------ SUPPLIED DATA ------

PR #490, opened 2019-08-06
Use the updated global pull secret from hive config

LalatenduMohanty:

### DIFF
--- a/pkg/controller/clusterdeployment/clusterdeployment_controller.go
+++ b/pkg/controller/clusterdeployment/clusterdeployment_controller.go
@@ -1486,7 +1486,14 @@ func (r *ReconcileClusterDeployment) mergePullSecrets(cd *hivev1.ClusterDeployme
 	}
 
 	// Check if global pull secret from env as it comes from hive config
-	globalPullSecret := os.Getenv("GLOBAL_PULL_SECRET")
+	globalPullSecretName := os.Getenv(constants.GlobalPullSecret)
+	var globalPullSecret string
+	if len(globalPullSecretName) != 0 {
+		globalPullSecret, err = controllerutils.LoadSecretData(r.Client, globalPullSecretName, constants.HiveNamespace, corev1.DockerConfigJsonKey)
+		if err != nil {
+			return "", errors.Wrap(err, "global pull secret could not be retrived")
+		}
+	}
 
 	switch {
 	case globalPullSecret != "" && localPullSecret != "":
--- a/pkg/controller/clusterdeployment/clusterdeployment_controller_test.go
+++ b/pkg/controller/clusterdeployment/clusterdeployment_controller_test.go
@@ -45,6 +45,7 @@ const (
 	metadataName          = "foo-lqmsh-metadata"
 	sshKeySecret          = "ssh-key"
 	pullSecretSecret      = "pull-secret"
+	globalPullSecret      = "global-pull-secret"
 	adminKubeconfigSecret = "foo-lqmsh-admin-kubeconfig"
 	adminKubeconfig       = `clusters:
 - cluster:
@@ -1320,6 +1321,7 @@ func getInstallJob(c client.Client) *batchv1.Job {
 }
 
 func TestUpdatePullSecretInfo(t *testing.T) {
+	apis.AddToScheme(scheme.Scheme)
 	testPullSecret1 := `{"auths": {"registry.svc.ci.okd.org": {"auth": "dXNljlfjldsfSDD"}}}`
 
 	tests := []struct {
@@ -1442,22 +1444,36 @@ func getCDFromClient(c client.Client) *hivev1.ClusterDeployment {
 	return nil
 }
 
+func createGlobalPullSecretObj(secretType corev1.SecretType, name, key, value string) *corev1.Secret {
+	secret := &corev1.Secret{
+		Type: secretType,
+		ObjectMeta: metav1.ObjectMeta{
+			Name:      name,
+			Namespace: constants.HiveNamespace,
+		},
+		Data: map[string][]byte{
+			key: []byte(value),
+		},
+	}
+	return secret
+}
+
 func TestMergePullSecrets(t *testing.T) {
+	apis.AddToScheme(scheme.Scheme)
 
 	tests := []struct {
 		name             string
 		localPullSecret  string
 		globalPullSecret string
 		mergedPullSecret string
-		existingCD       []runtime.Object
+		existingObjs     []runtime.Object
 		expectedErr      bool
-		expectedMismatch bool
 	}{
 		{
 			name:             "merged pull secret should be be equal to local secret",
 			localPullSecret:  `{"auths": {"registry.svc.ci.okd.org": {"auth": "dXNljlfjldsfSDD"}}}`,
 			mergedPullSecret: `{"auths": {"registry.svc.ci.okd.org": {"auth": "dXNljlfjldsfSDD"}}}`,
-			existingCD: []runtime.Object{
+			existingObjs: []runtime.Object{
 				func() *hivev1.ClusterDeployment {
 					cd := getCDWithoutPullSecret()
 					cd.Spec.PullSecret = &corev1.LocalObjectReference{
@@ -1466,30 +1482,13 @@ func TestMergePullSecrets(t *testing.T) {
 					return cd
 				}(),
 			},
-		},
-		{
-			name:             "Test should fail as merged pull secret is not equal to local secret",
-			localPullSecret:  `{"auths": {"registry.svc.ci.okd.org": {"auth": "dXNljlfjldsfSDD"}}}`,
-			mergedPullSecret: `{"auths": {"registry.svc.ci.okd.org": {"auth": "aaaaaaaaaaaaaaa"}}}`,
-			existingCD: []runtime.Object{
-				func() *hivev1.ClusterDeployment {
-					cd := getCDWithoutPullSecret()
-					cd.Spec.PullSecret = &corev1.LocalObjectReference{
-						Name: pullSecretSecret,
-					}
-					return cd
-				}(),
-			},
-			expectedMismatch: true,
 		},
 		{
 			name:             "merged pull secret should be be equal to global pull secret",
 			globalPullSecret: `{"auths": {"registry.svc.ci.okd.org": {"auth": "dXNljlfjldsfSDD"}}}`,
 			mergedPullSecret: `{"auths": {"registry.svc.ci.okd.org": {"auth": "dXNljlfjldsfSDD"}}}`,
-			existingCD: []runtime.Object{
-				func() *hivev1.ClusterDeployment {
-					return getCDWithoutPullSecret()
-				}(),
+			existingObjs: []runtime.Object{
+				getCDWithoutPullSecret(),
 			},
 		},
 		{
@@ -1497,7 +1496,7 @@ func TestMergePullSecrets(t *testing.T) {
 			localPullSecret:  `{"auths": {"registry.svc.ci.okd.org": {"auth": "dXNljlfjldsfSDD"}}}`,
 			globalPullSecret: `{"auths":{"cloud.okd.com":{"auth":"b34xVjWERckjfUyV1pMQTc=","email":"abc@xyz.com"}}}`,
 			mergedPullSecret: `{"auths":{"cloud.okd.com":{"auth":"b34xVjWERckjfUyV1pMQTc=","email":"abc@xyz.com"},"registry.svc.ci.okd.org":{"auth":"dXNljlfjldsfSDD"}}}`,
-			existingCD: []runtime.Object{
+			existingObjs: []runtime.Object{
 				func() *hivev1.ClusterDeployment {
 					cd := getCDWithoutPullSecret()
 					cd.Spec.PullSecret = &corev1.LocalObjectReference{
@@ -1509,10 +1508,8 @@ func TestMergePullSecrets(t *testing.T) {
 		},
 		{
 			name: "Test should fail as local an global pull secret is not available",
-			existingCD: []runtime.Object{
-				func() *hivev1.ClusterDeployment {
-					return getCDWithoutPullSecret()
-				}(),
+			existingObjs: []runtime.Object{
+				getCDWithoutPullSecret(),
 			},
 			expectedErr: true,
 		},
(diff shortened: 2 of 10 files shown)


pkg/operator/hive/hive.go
```diff
@@ -230,19 +232,16 @@ func (r *ReconcileHiveConfig) includeAdditionalCAs(hLog log.FieldLogger, h *reso
...
-		ValueFrom: &corev1.EnvVarSource{
-			SecretKeyRef: &corev1.SecretKeySelector{
-				LocalObjectReference: *instance.Spec.GlobalPullSecret,
-				Key:                  corev1.DockerConfigJsonKey,
-			},
-		},
+		return nil
+	}
+
+	GlobalPullSecretEnvVar := corev1.EnvVar{
```
staebler: Variable should start with a lowercase letter.

pkg/controller/clusterdeployment/clusterdeployment_controller.go
```diff
@@ -1486,7 +1486,14 @@ func (r *ReconcileClusterDeployment) mergePullSecrets(cd *hivev1.ClusterDeployme
 	}
 
 	// Check if global pull secret from env as it comes from hive config
-	globalPullSecret := os.Getenv("GLOBAL_PULL_SECRET")
+	globalPullSecretName := os.Getenv(constants.GlobalPullSecret)
+	var globalPullSecret string
+	if len(globalPullSecretName) != 0 {
+		globalPullSecret, err = controllerutils.LoadSecretData(r.Client, globalPullSecretName, cd.Namespace, corev1.DockerConfigJsonKey)
```
staebler: Namespace needs to be "hive".

pkg/controller/clusterdeployment/clusterdeployment_controller.go
```diff
@@ -1486,7 +1486,14 @@ func (r *ReconcileClusterDeployment) mergePullSecrets(cd *hivev1.ClusterDeployme
...
+		if err != nil {
+			return "", err
```
staebler: Wrap a meaningful message around the error that indicates that the error was in getting the global pull secret.

pkg/controller/clusterdeployment/clusterdeployment_controller_test.go
```diff
@@ -1482,31 +1482,6 @@ func TestMergePullSecrets(t *testing.T) {
 			},
 			expectedMismatch: true,
 		},
-		{
```
staebler: Why are we dropping these tests?

pkg/operator/hive/hive.go
```diff
@@ -230,19 +232,16 @@ func (r *ReconcileHiveConfig) includeAdditionalCAs(hLog log.FieldLogger, h *reso
 	return nil
 }
 
-func (r *ReconcileHiveConfig) includeGlobalPullSecret(hLog log.FieldLogger, h *resource.Helper, instance *hivev1.HiveConfig, hiveDeployment *appsv1.Deployment) {
+func (r *ReconcileHiveConfig) includeGlobalPullSecret(hLog log.FieldLogger, h *resource.Helper, instance *hivev1.HiveConfig, hiveDeployment *appsv1.Deployment) error {
```
staebler: This function never returns are non-nil error. Is there another reason why this function should `error`?

pkg/controller/clusterdeployment/clusterdeployment_controller.go
```diff
@@ -1486,7 +1486,14 @@ func (r *ReconcileClusterDeployment) mergePullSecrets(cd *hivev1.ClusterDeployme
 	}
 
 	// Check if global pull secret from env as it comes from hive config
-	globalPullSecret := os.Getenv("GLOBAL_PULL_SECRET")
+	globalPullSecretName := os.Getenv(constants.GlobalPullSecret)
```
staebler: I would **much** rather the global pull secret name came into the controller via dependency injection rather than having the controller read an environment variable.

pkg/operator/hive/hive.go
LalatenduMohanty: No, we can remove the error as the return type.

pkg/controller/clusterdeployment/clusterdeployment_controller.go
LalatenduMohanty: Sorry, did not get your point. Can you please elaborate?

pkg/controller/clusterdeployment/clusterdeployment_controller_test.go
LalatenduMohanty: I could not find a way to mimic global pull secret in hive deployment for the tests. As now we load the global pull secret from the hive namespace. If you know of a way , let me know.

pkg/controller/clusterdeployment/clusterdeployment_controller.go
staebler: An environment variable is logically similar to a command-line argument. It is something that should be read during the startup of the application and then passed around as a parameter where needed. This allows for validation of user inputs in one early place. It also makes it easier to unit test components by reducing the coupling to external resources.

So, rather than having the clusterDeployment controller reading the name of the global pull secret directly from the OS environment, the controller should be created with the name of the global pull secret.

pkg/controller/clusterdeployment/clusterdeployment_controller_test.go
staebler: What is preventing the unit tests from adding a secret to the hive namespace?

pkg/controller/clusterdeployment/clusterdeployment_controller_test.go
```diff
@@ -1520,25 +1561,27 @@ func TestMergePullSecrets(t *testing.T) {
 
 	for _, test := range tests {
 		t.Run(test.name, func(t *testing.T) {
-			fakeClient := fake.NewFakeClient(test.existingCD...)
+			if test.globalPullSecret != "" {
+				globalPullSecret := createGlobalPullSecretObj(corev1.SecretTypeDockerConfigJson, globalPullSecret, corev1.DockerConfigJsonKey, test.globalPullSecret)
+				test.existingObjs = append(test.existingObjs, globalPullSecret)
+			}
+			fakeClient := fake.NewFakeClient(test.existingObjs...)
```
staebler: This test needs to register the hive api with the scheme. There needs to be a call to the following somewhere before the fake client is created. In other tests, this is usually done at the top of the function.
```
```

pkg/controller/clusterdeployment/clusterdeployment_controller_test.go
```diff
@@ -1486,30 +1526,31 @@ func TestMergePullSecrets(t *testing.T) {
 			name:             "merged pull secret should be be equal to global pull secret",
 			globalPullSecret: `{"auths": {"registry.svc.ci.okd.org": {"auth": "dXNljlfjldsfSDD"}}}`,
 			mergedPullSecret: `{"auths": {"registry.svc.ci.okd.org": {"auth": "dXNljlfjldsfSDD"}}}`,
-			existingCD: []runtime.Object{
-				func() *hivev1.ClusterDeployment {
-					return getCDWithoutPullSecret()
-				}(),
+			existingObjs: []runtime.Object{
+				getCDWithoutPullSecret(),
+				getHiveDeploymentObj(),
```
staebler: The clusterDeployment controller has no dependency on the hive deployment resource. It is not necessary to add it.

pkg/controller/clusterdeployment/clusterdeployment_controller_test.go
```diff
@@ -1520,25 +1561,27 @@ func TestMergePullSecrets(t *testing.T) {
 
 	for _, test := range tests {
 		t.Run(test.name, func(t *testing.T) {
-			fakeClient := fake.NewFakeClient(test.existingCD...)
+			if test.globalPullSecret != "" {
+				globalPullSecret := createGlobalPullSecretObj(corev1.SecretTypeDockerConfigJson, globalPullSecret, corev1.DockerConfigJsonKey, test.globalPullSecret)
+				test.existingObjs = append(test.existingObjs, globalPullSecret)
```
staebler: To test the existence of the global pull secret, the GLOBAL_PULL_SECRET environment variable needs to be set.

LalatenduMohanty: Right, this what I am missing. Thanks

pkg/controller/clusterdeployment/clusterdeployment_controller_test.go
LalatenduMohanty: This test does not do a reconcile and does need to know all resources as only a single function is getting tested. Let me know if you still think we need to add `apis.AddToScheme(scheme.Scheme)`

pkg/controller/clusterdeployment/clusterdeployment_controller.go
LalatenduMohanty: Currently the deployment for controllers is getting created at https://github.com/openshift/hive/blob/master/pkg/operator/hive/hive.go#L86 , also check https://github.com/openshift/hive/blob/master/pkg/operator/hive/hive.go#L43. We need to do changes to put the framework which would allow the model you are suggesting.

pkg/controller/clusterdeployment/clusterdeployment_controller_test.go
staebler: The test adds resources to the fake client and does gets of resources. Both of those require the types added to the scheme. What do you get when you run the following without adding the api to the scheme?
```
go test ./pkg/controller/clusterdeployment/ -run TestMergePullSecrets
```

pkg/controller/clusterdeployment/clusterdeployment_controller_test.go
```diff
@@ -1442,22 +1443,36 @@ func getCDFromClient(c client.Client) *hivev1.ClusterDeployment {
...
 	}{
 		{
 			name:             "merged pull secret should be be equal to local secret",
 			localPullSecret:  `{"auths": {"registry.svc.ci.okd.org": {"auth": "dXNljlfjldsfSDD"}}}`,
 			mergedPullSecret: `{"auths": {"registry.svc.ci.okd.org": {"auth": "dXNljlfjldsfSDD"}}}`,
-			existingCD: []runtime.Object{
+			existingObjs: []runtime.Object{
 				func() *hivev1.ClusterDeployment {
 					cd := getCDWithoutPullSecret()
 					cd.Spec.PullSecret = &corev1.LocalObjectReference{
```
staebler: Why are the tests explicitly getting a clusterdeployment without a pull secret and then adding the pull secret rather than using `testClusterDeployment`, which already has the pull secret added?

pkg/controller/clusterdeployment/clusterdeployment_controller_test.go
```diff
@@ -1509,7 +1522,7 @@ func TestMergePullSecrets(t *testing.T) {
 		},
 		{
 			name: "Test should fail as local an global pull secret is not available",
-			existingCD: []runtime.Object{
+			existingObjs: []runtime.Object{
 				func() *hivev1.ClusterDeployment {
```
staebler: Remove this func. Call `getCDWithoutPullSecret` directly.

pkg/controller/clusterdeployment/clusterdeployment_controller_test.go
```diff
@@ -1471,7 +1486,7 @@ func TestMergePullSecrets(t *testing.T) {
 			name:             "Test should fail as merged pull secret is not equal to local secret",
```
staebler: I do not understand the point of this subtest. I read the `mergedPullSecret` as the expected value of the merged pull secret. Why would we have a subtest where we expected that the expected value differs from the actual value? How does this add to the previous subtest where we used the same inputs and validated that the actual merged pull secret equals the expected merged pull secret?

pkg/controller/clusterdeployment/clusterdeployment_controller_test.go
```diff
@@ -1520,25 +1533,32 @@ func TestMergePullSecrets(t *testing.T) {
...
 			}
 
-			localSecretObject := testSecret(corev1.SecretTypeDockercfg, pullSecretSecret, corev1.DockerConfigJsonKey, test.localPullSecret)
-			err := rcd.Create(context.TODO(), localSecretObject)
-			if err != nil {
-				t.Errorf("unexpected error: %v", err)
-				return
+			if test.localPullSecret != "" {
+				localSecretObject := testSecret(corev1.SecretTypeDockercfg, pullSecretSecret, corev1.DockerConfigJsonKey, test.localPullSecret)
+				err := rcd.Create(context.TODO(), localSecretObject)
```
staebler: It would be simpler to add the local pull secret to the existing objects passed to the fake client when it is built, like is being done for the global pull secret.

pkg/controller/clusterdeployment/clusterdeployment_controller_test.go
LalatenduMohanty: We are doing some testing without local pull secret too, hence we need `getCDWithoutPullSecret`

pkg/controller/clusterdeployment/clusterdeployment_controller_test.go
LalatenduMohanty: Agree

pkg/controller/clusterdeployment/clusterdeployment_controller_test.go
LalatenduMohanty: Got it. Thanks for the explanation.

pkg/controller/clusterdeployment/clusterdeployment_controller_test.go
LalatenduMohanty: I think we can remove it.

LalatenduMohanty:
@staebler Addressed your comments. I think it is ready to get merged.

pkg/controller/clusterdeployment/clusterdeployment_controller_test.go
staebler: I understand the use for the `getCDWithoutPullSecret` function. However, here, you ultimately build a clusterdeployment **with** a pull secret. There is no need to create a clusterdeployment explicitly without a pull secret and then add the pull secret rather rather than using the function that already exists that creates a clusterdeployment with the pull secret.
```
existingObjs: []runtime.Object{
  testClusterDeployment(),
},
```

pkg/controller/clusterdeployment/clusterdeployment_controller_test.go
```diff
@@ -1509,41 +1508,40 @@ func TestMergePullSecrets(t *testing.T) {
...
 			cd := getCDFromClient(rcd.Client)
 			if test.globalPullSecret != "" {
-				os.Setenv("GLOBAL_PULL_SECRET", test.globalPullSecret)
+				os.Setenv(constants.GlobalPullSecret, globalPullSecret)
 			}
-			defer os.Unsetenv("GLOBAL_PULL_SECRET")
+			defer os.Unsetenv(constants.GlobalPullSecret)
+
 			expetedPullSecret, err := rcd.mergePullSecrets(cd, rcd.logger)
 			if test.expectedErr {
```
staebler: If the test does not expect an error, then the test should assert that there was not an error.

pkg/controller/clusterdeployment/clusterdeployment_controller.go
```diff
@@ -1486,7 +1486,14 @@ func (r *ReconcileClusterDeployment) mergePullSecrets(cd *hivev1.ClusterDeployme
...
+	var globalPullSecret string
+	if len(globalPullSecretName) != 0 {
+		globalPullSecret, err = controllerutils.LoadSecretData(r.Client, globalPullSecretName, constants.HiveNamespace, corev1.DockerConfigJsonKey)
+		if err != nil {
+			return "", errors.Wrap(err, "global pull secret could not be retrived")
```
staebler: It would be nice to add a subtest to `TestMergePullSecrets` that validates the behavior when the global pull secret environmet variable is set but the referenced secret does not exist.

------

- YOUR INSTRUCTIONS -
From the entries, report each line that includes the word "DockerConfigJsonKey".

- WRITTEN SOLUTION -
+		globalPullSecret, err = controllerutils.LoadSecretData(r.Client, globalPullSecretName, constants.HiveNamespace, corev1.DockerConfigJsonKey)
-				Key:                  corev1.DockerConfigJsonKey,
+		globalPullSecret, err = controllerutils.LoadSecretData(r.Client, globalPullSecretName, cd.Namespace, corev1.DockerConfigJsonKey)
+				globalPullSecret := createGlobalPullSecretObj(corev1.SecretTypeDockerConfigJson, globalPullSecret, corev1.DockerConfigJsonKey, test.globalPullSecret)
+				globalPullSecret := createGlobalPullSecretObj(corev1.SecretTypeDockerConfigJson, globalPullSecret, corev1.DockerConfigJsonKey, test.globalPullSecret)
-			localSecretObject := testSecret(corev1.SecretTypeDockercfg, pullSecretSecret, corev1.DockerConfigJsonKey, test.localPullSecret)
+				localSecretObject := testSecret(corev1.SecretTypeDockercfg, pullSecretSecret, corev1.DockerConfigJsonKey, test.localPullSecret)
+		globalPullSecret, err = controllerutils.LoadSecretData(r.Client, globalPullSecretName, constants.HiveNamespace, corev1.DockerConfigJsonKey)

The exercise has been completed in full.